Assignment
Whenever the word "result" appears in a line of the listing, copy that line.

Data supplied Block Start

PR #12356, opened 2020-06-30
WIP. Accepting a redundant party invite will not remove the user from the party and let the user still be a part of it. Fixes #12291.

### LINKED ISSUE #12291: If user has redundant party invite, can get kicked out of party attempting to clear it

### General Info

Data supplied Block End
Data supplied Block Start

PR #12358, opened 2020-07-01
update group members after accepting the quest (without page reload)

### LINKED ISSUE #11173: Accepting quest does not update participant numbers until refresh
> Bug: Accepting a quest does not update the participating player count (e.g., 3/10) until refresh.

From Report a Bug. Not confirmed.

Data supplied Block End
Data supplied Block Start

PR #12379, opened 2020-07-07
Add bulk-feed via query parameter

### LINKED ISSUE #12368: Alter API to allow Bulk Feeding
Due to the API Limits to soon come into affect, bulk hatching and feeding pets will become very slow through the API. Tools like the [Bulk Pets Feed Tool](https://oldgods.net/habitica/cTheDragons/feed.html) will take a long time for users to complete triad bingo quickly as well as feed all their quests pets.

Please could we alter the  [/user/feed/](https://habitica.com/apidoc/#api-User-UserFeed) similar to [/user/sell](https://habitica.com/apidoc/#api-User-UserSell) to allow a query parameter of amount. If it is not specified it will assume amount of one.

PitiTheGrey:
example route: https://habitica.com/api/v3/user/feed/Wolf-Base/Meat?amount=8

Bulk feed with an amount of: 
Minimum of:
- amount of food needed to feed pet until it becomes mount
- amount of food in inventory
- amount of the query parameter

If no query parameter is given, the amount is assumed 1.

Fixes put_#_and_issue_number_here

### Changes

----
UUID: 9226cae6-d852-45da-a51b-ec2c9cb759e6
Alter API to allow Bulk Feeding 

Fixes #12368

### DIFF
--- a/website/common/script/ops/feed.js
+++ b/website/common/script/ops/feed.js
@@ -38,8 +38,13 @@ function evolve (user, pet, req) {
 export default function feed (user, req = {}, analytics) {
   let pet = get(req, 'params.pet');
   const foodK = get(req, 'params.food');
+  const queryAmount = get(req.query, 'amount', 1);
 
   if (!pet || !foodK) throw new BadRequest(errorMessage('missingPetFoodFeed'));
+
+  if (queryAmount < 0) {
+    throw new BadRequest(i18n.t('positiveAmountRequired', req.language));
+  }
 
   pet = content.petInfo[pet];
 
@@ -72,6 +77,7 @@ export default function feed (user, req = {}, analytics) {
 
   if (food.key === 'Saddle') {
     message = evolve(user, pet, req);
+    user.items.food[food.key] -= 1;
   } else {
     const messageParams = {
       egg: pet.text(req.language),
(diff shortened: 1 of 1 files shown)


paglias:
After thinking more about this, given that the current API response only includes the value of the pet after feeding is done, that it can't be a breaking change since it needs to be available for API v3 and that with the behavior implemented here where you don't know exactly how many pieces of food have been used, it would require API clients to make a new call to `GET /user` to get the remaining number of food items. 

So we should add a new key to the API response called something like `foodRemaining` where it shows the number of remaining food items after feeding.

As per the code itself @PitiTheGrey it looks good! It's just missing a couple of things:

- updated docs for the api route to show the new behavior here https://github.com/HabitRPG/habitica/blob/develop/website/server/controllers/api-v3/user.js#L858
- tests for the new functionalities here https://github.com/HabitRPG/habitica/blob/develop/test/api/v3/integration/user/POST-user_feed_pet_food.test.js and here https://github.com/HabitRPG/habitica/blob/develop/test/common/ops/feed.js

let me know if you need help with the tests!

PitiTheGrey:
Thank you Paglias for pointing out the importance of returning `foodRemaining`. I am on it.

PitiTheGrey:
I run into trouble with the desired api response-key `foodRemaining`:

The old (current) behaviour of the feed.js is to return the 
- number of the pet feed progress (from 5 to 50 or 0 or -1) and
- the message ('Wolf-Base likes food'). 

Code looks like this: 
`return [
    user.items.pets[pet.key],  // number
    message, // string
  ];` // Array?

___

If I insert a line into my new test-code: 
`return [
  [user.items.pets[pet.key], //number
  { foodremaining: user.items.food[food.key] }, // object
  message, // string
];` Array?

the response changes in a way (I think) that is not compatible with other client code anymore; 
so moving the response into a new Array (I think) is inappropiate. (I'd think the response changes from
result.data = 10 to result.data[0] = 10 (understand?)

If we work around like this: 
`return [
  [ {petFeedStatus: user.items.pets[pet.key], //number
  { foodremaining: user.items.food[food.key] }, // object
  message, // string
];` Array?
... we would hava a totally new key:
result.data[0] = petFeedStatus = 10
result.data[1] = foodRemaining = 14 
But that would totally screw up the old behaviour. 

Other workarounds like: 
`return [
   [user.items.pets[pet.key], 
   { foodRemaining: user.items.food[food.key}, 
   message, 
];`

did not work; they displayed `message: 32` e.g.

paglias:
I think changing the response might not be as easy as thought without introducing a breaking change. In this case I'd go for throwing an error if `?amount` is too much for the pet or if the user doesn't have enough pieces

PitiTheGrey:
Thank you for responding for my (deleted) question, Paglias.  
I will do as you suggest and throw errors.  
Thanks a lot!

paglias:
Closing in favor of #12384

Data supplied Block End

Response box
result.data = 10 to result.data[0] = 10 (understand?)
result.data[0] = petFeedStatus = 10
result.data[1] = foodRemaining = 14 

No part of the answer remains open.